Japan's February Inflation Slows to 1.3%, Marking Fourth Consecutive Monthly Decline

Deep News03-24

Japan's ongoing disinflation is complicating the Bank of Japan's path for future interest rate hikes. Data released by the Ministry of Internal Affairs and Communications on Tuesday showed the Consumer Price Index (CPI) rose 1.3% year-on-year in February, the lowest rate since March 2022. This marks the fourth consecutive month of decline and a drop below the central bank's 2% policy target.

Simultaneously, core CPI, which excludes fresh food, increased by 1.6%, falling short of market expectations of 1.7% and dipping below the 2% target for the first time in nearly four years.

The slowdown in inflation is primarily attributed to government fuel subsidies. However, surging energy prices resulting from conflict in the Middle East present a new upside risk, creating greater uncertainty for the Bank of Japan as it assesses the inflation trajectory. Last week, the central bank maintained its benchmark interest rate at 0.75% while warning of inflationary risks stemming from the Middle East situation.

Core inflation falling below the target makes the timing of future rate hikes more difficult to determine. February's core CPI rose 1.6% year-on-year, down from 2.0% in January. This is the first time it has fallen below the Bank of Japan's 2% target since March 2022 and also missed economists' forecast of 1.7%.

The core-core CPI, which excludes both fresh food and energy, increased 2.5% year-on-year, a slight deceleration from 2.6% in January. This indicator is viewed by the Bank of Japan as a better gauge of domestic demand-driven inflation.

Analysis suggests that core CPI is expected to remain below 2% in the coming months due to the persistent effects of government fuel subsidies. The gasoline price control measures introduced by the government this month are estimated by analysts to potentially suppress core CPI by as much as 0.5 percentage points.

Bank of Japan Governor Kazuo Ueda has previously stated that the central bank would be prepared to continue raising interest rates if it becomes more confident that underlying inflation will stabilize near the 2% target. Last week, he also indicated that the bank plans to announce a new price indicator by this summer. This new metric would exclude the impact of one-off policy factors like fuel subsidies to provide a more accurate measure of underlying inflation trends—a move some analysts interpret as laying the groundwork for further rate hikes.

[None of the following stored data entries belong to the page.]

PR #9072, opened 2019-04-07
PlayerSetGroupAction

duncanspumpkin:
I'm unsure how this action is meant to work. How do I get a ref to gNetwork? I'm assuming its purposely not in the header file. Discussion welcome.


duncanspumpkin:
This works fine now. Its basically just a wrapper for the existing function.

ZehMatt:
Appears that no errors are shown for when I'm trying to change the hosts group or try to change a group without permissions.

ZehMatt:
It is functional, about the errors I will open a PR fixing it.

Government policies and energy shocks are exerting opposing influences on the inflation trend. Government intervention is a significant factor behind the cooling inflation. Campaign promises included a two-year suspension of an 8% food tax, and the government has implemented various measures, including fuel subsidies, to alleviate cost-of-living pressures for residents. While these actions have helped lower the inflation figures, they also make it challenging for the Bank of Japan to accurately assess the underlying inflation level.

The Bank of Japan had previously projected that the year-on-year increase in consumer prices could fall below 2% in the first half of this year due to these policies. The bank's forecasts for core CPI and core-core CPI for fiscal year 2026 are 1.9% and 2.2%, respectively.

Conversely, energy price shocks stemming from Middle East conflicts create opposing pressure. The Middle East conflict is described as a "disturbing surprise," with soaring commodity prices potentially triggering supply shocks and pushing inflation higher. For a major energy and food importer like Japan, this is unfavorable news. It was noted that if the conflict ends relatively quickly, the economic impact might be limited, but a prolonged conflict would have more severe consequences.

Sluggish economic growth further constrains the Bank of Japan's policy options. Data shows the Japanese economy grew a mere 0.1% year-on-year in the fourth quarter of last year, a significant slowdown from the 0.6% growth in the third quarter, narrowly avoiding a technical recession.

The Bank of Japan ended its decade-long ultra-loose monetary policy in 2024 and has raised interest rates multiple times, including a hike last December, citing steady progress toward sustainably achieving the 2% inflation target. However, the persistent decline in recent inflation data has made markets more cautious about predicting the timing of the central bank's next rate hike.

Ongoing government price interventions continue to distort inflation data, presenting greater challenges for the central bank in gauging the underlying inflation trend. Governor Ueda's initiative to introduce a new price indicator is seen by some analysts as an attempt to find clearer justification for rate hikes amidst significant policy-related noise.